The evaluation depends on model judgment at multiple stages: intent inference, expected entity generation, sub-signal scoring, and diagnostics. Any model change can alter these judgments.

8.3.2

What could go wrong

  • Scores shift over time for similar content
  • Historical comparisons become noisier
  • Users lose trust if outputs feel unstable
8.3.3

Mitigation

  • Version the scoring system clearly
  • Display the model version used
  • Avoid direct comparison across major model or rubric changes without caveat
8.4

Risk: ambiguous input handling

Mixed-intent or weakly structured pages may be framed incorrectly at Stage 1.

8.4.1

Why this risk exists

The product requires a coherent semantic frame before scoring. Real-world pages do not always provide one.

8.4.2

What could go wrong

  • The wrong entities are expected
  • The wrong relationship standards are applied
  • The resulting score is coherent but mis-targeted
8.4.3

Mitigation

  • Surface Stage 1 outputs prominently
  • Encourage users to validate them before acting on the rest of the result
  • Potentially provide mechanisms to constrain or correct topic framing in future versions
9

Practical interpretation guidance

Taken together, Sections 1–8 imply a clear operating principle for users.

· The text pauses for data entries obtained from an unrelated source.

PR #2492, opened 2025-08-27
Add support for Azure storage

jorrit:
## Subject

I need support for Azure Blob Storage. I copied the S3 code and modified it a bit to connect using the Gaufrette Azure adapter. I know that Gaufrette is deprecated and Sonata Media should migrate to Flysystem, but this had to be done quickly.

The Gaufrette Azure adapter has different behavior for setting meta data compared to S3, so I left that out for now. With Azure, the meta data should be set after uploading the blob.

## Changelog

```markdown
### Added
- Basic support for using Azure Blob Storage as filesystem
```


VincentLanglet (commented):
Thanks, could you add some test ? :)

jorrit:
> Thanks, could you add some test ? :)

Done, insofar possible with an external service.

docs/reference/advanced_configuration.rst
```diff
@@ -113,6 +113,11 @@ Full configuration options:
                     key1: value1 #any amount of metas(sent as x-amz-meta-key1 = value1)
                 async: false
 
+            azure:
+                containerName:
+                connectionString:
```
VincentLanglet: Except accessKey and secretKey, I feel like we're using snake case everywhere.
I think those "key" were a mistake and we should stick with snake case, WDYT ?

So container_name and connection_string (and create_container)

VincentLanglet (changes requested):

VincentLanglet:
Also, please rebase

dmaicher (commented):
:+1: LGTM if you run CS fixer and the build is green

dmaicher (approved):

VincentLanglet (approved):

jorrit:
Thanks all!

PR #2499, opened 2025-09-30
Deprecate MediaProviderInterface::validate()

dmaicher:
## Subject

I am targeting this branch, because {reason}.

Relates to https://github.com/sonata-project/form-extensions/issues/333

## Changelog

```markdown
### Deprecated
- `MediaProviderInterface::validate()` is deprecated. Implement `validateMedia()` instead. 
```

## To do

- [ ] Add more tests
- [ ] documentation update?

@sonata-project/contributors this is a draft for now. Before I continue to finalize it I wanted to get your feedback on it.

To achieve https://github.com/sonata-project/form-extensions/issues/333 we need to get rid of `ErrorElement` and `InlineConstraint` usages here.

From what I see we can easily achieve the validation with the proposed approach here by introducing a new `validateMedia()` method.

WDYT?


src/Provider/FileProvider.php
```diff
@@ -250,8 +250,11 @@ public function getDownloadResponse(MediaInterface $media, string $format, strin
         );
     }
 
-    public function validate(ErrorElement $errorElement, MediaInterface $media): void
+    public function validateMedia(ExecutionContextInterface $context, MediaInterface $media): void
```
VincentLanglet, line 253: There is no BC break issue if someone is extending the validate method ?

VincentLanglet (commented):
Seems an interesting solution, the only issue I see
- If it's really Backward compatible for someone overriding validate method (and eventually rely on parent::validate)

- We have BlockBundle using it a lot https://github.com/search?q=repo%3Asonata-project%2FSonataBlockBundle%20ErrorElement&type=code and every bundle implementing those interface. Like SonataPageBundle or SonataClassificationBundle.

- More important, with our lack of maintainer/contributor, I dunno if there will be a new major one day and when...

src/Provider/FileProvider.php
dmaicher: It should be compatible as I added those checks if a child class overwrites them inside `BaseProvider` :thinking:

dmaicher:
>     * If it's really Backward compatible for someone overriding validate method (and eventually rely on parent::validate)

Should be. See https://github.com/sonata-project/SonataMediaBundle/pull/2499#discussion_r2391993200


>     * We have BlockBundle using it a lot https://github.com/search?q=repo%3Asonata-project%2FSonataBlockBundle%20ErrorElement&type=code and every bundle implementing those interface. Like SonataPageBundle or SonataClassificationBundle.

Yeah that would indeed be the bigger work to deprecate and fix those :cry: 

>     * More important, with our lack of maintainer/contributor, I dunno if there will be a new major one day and when...

Valid point. Maybe its not worth it for now anyway. I don't use this bundle myself anyway.

PR #2511, opened 2026-01-03
Replace Gaufrette with Flysystem

### LINKED ISSUE #1985: Replace Gauffrete?
## Feature Request

I have been looking at gauffrete and I don't know if it is still maintained or we should move away from it.

There are other very popular alternatives like: https://github.com/thephpleague/flysystem

IMHO looking at the future. The best would be to not take care for the FileSystem. I mean, if we are integrating with 3rd party bundle/package we should provide only the default filesystem integration and provide a way to configure an alternative filesystem service. This service can be configured with the 3rd party tool.

This way we don't end up having to replicate every single option of the different adapters, like: https://github.com/sonata-project/SonataMediaBundle/pull/1817

This is probably something to tackle for 5.0, since we don't have many resources to do it here, and there are other importants things to do.

WDYT @sonata-project/contributors . Do you know a better alternative to gauffrete? Do you use it for your own projects?

jorrit:
## Subject

This PR replaces the Gaufrette filesystem abstraction layer with Flysystem in a non-backwards compatible way.

I chose to also remove the metadata code, I hope this can be replaced by configuring Flysystem directly. Maybe I have to revert this.
I also could not port the download mode code (`http`, `X-Sendfile`, `X-Accel-Redirect`) because Flysystem does not allow access to the real file path for local adapters.

I am targeting this branch, because it is very backwards incompatible.

Closes #1985

## Changelog

```markdown
### Changed
- Filesystem abstraction layer from Gaufrette to Flysystem

### Removed
- Metadata generator
- download mode setting
```

## To do

- [x] Update the tests;
- [ ] Update the documentation;
- [ ] Add an upgrade note.


jorrit:
@VincentLanglet @jordisala1991 This is a work in progress, but I am hoping you could already provide some feedback on my approach. Thanks!

PR #2513, opened 2026-01-29
fix: don't call s3 reference while s3.async is used

treehousedevelopers:
## Subject

I am targeting this branch, to fix configuration issue while S3 is used with async client. In this case there is no reference `sonata.media.adapter.service.s3` and should not be called in configuration.

## Changelog

[fix: don't call s3 reference while s3.async is used](https://github.com/sonata-project/SonataMediaBundle/commit/0737cf3c84982b90910cd40f3bd2ff5b9a166e6c)


treehousedevelopers:
I think, it duplicates : https://github.com/sonata-project/SonataMediaBundle/pull/2490, I missed it.

PR #2514, opened 2026-01-29
Fix: check interface instead of class

jorenMartens:
## Subject

Check interface instead of class

I am targeting this branch, because this is a backwards compatible fix.

## Changelog

```markdown
### Fixed
- Check FileProviderInterface instead of FileProvider when adding providers in CleanMediaCommand
```


esserj:
Great!, this wil fix the issue where decorating the file provider would result in all images being deleted

Issue #120, opened 2013-03-24
PretzelExpress - tray app which makes user experience better


shiftkey:
Emulate the behaviour of IIS Express, but leverage the existing work of pretzel.
### Why?
- Because scribble needs something more polished than opening a console and showing the raw output.
- Because I'm lazy and want it to "remember" what sites I was testing across sessions
### Features
- single-instance app - subsequent startups should create a new "site" 
- some internal storage for tracking the active sites - Akavache?
- tray icon should behave like IISExpress (list active sites, add site, stop site)

PR #156, opened 2013-08-05
[WIP] Pretzel Express. For all your fast baked goods, you can rely on Pretzel Express*

AwesomeGuyWhoIsAwesomeAtStuff:
#120 requested a "pretzel express", or "pretzel with a gui thats easier to spin up than command lines which are for idiots"

- [x] Stores sites details (directory, port)
- [x] Doesn't use Akavanche like the initial selection because lulzoverkill
- [x] Runs multiple sites real good now
- [x] remember status of window (hidden/visible) on launch
- [ ] Tray icon have more control of stopping/starting sites

I'm really unhappy with this [one line](https://github.com/AwesomeGuyWhoIsAwesomeAtStuff/pretzel/blob/pexpress/src/Pretzel.Logic/Commands/CommandParameters.cs#L16), because without it Pretzel Express can't handle multiple sites nicely, but it may break Pretzel actual.

* Not to be confused with StarTrack Express, Planet Express, Pony Express or other baked good based expresses.


AwesomeGuyWhoIsAwesomeAtStuff:
Tried, failed, thats OK.

PR #160, opened 2013-10-24
Implemented Code highlighting in the Liquid engine

LodewijkSioen:
Implemented code highlighting using a .net port of Pygments, which is the same engine that is used by Jeckyll.

I had to do some voodoo for ILmerge to work, but it works.


LodewijkSioen:
dawson-crying-dawsons-creek-1445426-640-480-540x4051 1

Seems like I have to upgrade my blog to use Hilight.js then :smile:

laedit:
Not necessarily, we have used highlight.js only because it support the HTML 5 syntax for source code.
But you can create your own liquid block to use pygment, Pretzel now supports [plugins](https://github.com/Code52/pretzel/pull/157) in the `_plugins` folder thanks to @miguelerm.

Issue #173, opened 2014-10-10
create command does not work as expected


kodfodrasz:
Using `pretzel create` the results are not as one would expect from `pretzel --help` output.  

I have noticed the following problems:
 * the --drafts option is ignored
 * the generated default site contents contain several errors for both razor and both liquid engine
   * sitemap.xml is badly formed (both)
   * rss.xml fails to compile (razor only)
 * the --directory does not work as expected (this is also a documentation issue - there is no specification for operation, and jekyll has no --directory option)

PR #178, opened 2014-10-21
Create command fixes

kodfodrasz:
Some minor fixes to the `create` command not working as expected out of the box templates did not transform for default freshly created site: RSS and Sitemap template fixes.
`--drafts` was ignored in `create` althoug listed at the command line help. Now it creates (empty) `drafts` folder

(partially) fixes issue #173 reported by me for these problems.


laedit:
Thanks!
I will look into the third point of #173.

PR #185, opened 2014-12-27
Allow all markdown files to be processed

laedit:
*.md, *.mkd, *.mkdn, *.mdown and ".markdown are now allowed.

### DIFF
--- a/src/Pretzel.Logic/Templating/Context/PathExtensions.cs
+++ b/src/Pretzel.Logic/Templating/Context/PathExtensions.cs
@@ -5,7 +5,7 @@ namespace Pretzel.Logic.Templating.Context
 {
     public static class PathExtensions
     {
-        private static readonly string[] MarkdownFiles = new[] { ".md", ".mdown", ".markdown" };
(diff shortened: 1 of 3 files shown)


src/Pretzel.Logic/Templating/Context/PathExtensions.cs
```diff
@@ -5,7 +5,7 @@ namespace Pretzel.Logic.Templating.Context
 {
     public static class PathExtensions
     {
-        private static readonly string[] MarkdownFiles = new[] { ".md", ".mdown", ".markdown" };
+        private static readonly string[] MarkdownFiles = new[] { ".md", ".mkd", ".mkdn", ".mdown", ".markdown" };
```
shiftkey: :thumbsup: to the change, but this seems like a [very big yak](http://superuser.com/a/285878) to shave :grinning:

laedit: Thanks for the review!
I think that these extensions are the most used, so it is may be not necessary to add the others?
Or "mdwn" only.

shiftkey: Leave it as-is. If someone wants a different extension, they can add it in a PR.

PR #188, opened 2015-01-08
Handle bool in yaml

laedit:
In a YAML frontmatter like the following:
``` text
-------
active: true
-------
```
Recognize that the value of "active" is a boolean and convert it in the datas for DotLiquid so that it is possible to use it in a template like that:
```cs
{% if page.active == true %}
```
Like in Jekyll.

But this will cause a breaking change if anyone have a 
```cs
{% if page.active == 'true' %}
```
in a template.

@shiftkey, @JakeGinnivan what do you think?
Is it a big problem or a release note could be sufficient?

### DIFF
--- a/ReleaseNotes.md
+++ b/ReleaseNotes.md
@@ -1,0 +1,42 @@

Lexi is most useful when it is treated as a retrieval-structure diagnostic system. It is least useful when treated as a universal content judge, a truth verifier, or a guaranteed predictor of downstream visibility.

Strongest use cases

  • Comparing drafts before and after revision
  • Identifying chunk-level weaknesses in explanatory content
  • Improving citability and extractability for documentation, explainers, and knowledge pages

Weakest use cases

  • Judging factual correctness
  • Predicting traffic or ranking outcomes
  • Optimizing highly branded persuasive copy as if retrieval fitness were the only objective

The right way to use Lexi is to read the score as a summary, the Stage 1 framing as a validity check, and the diagnostics as the main source of editing value.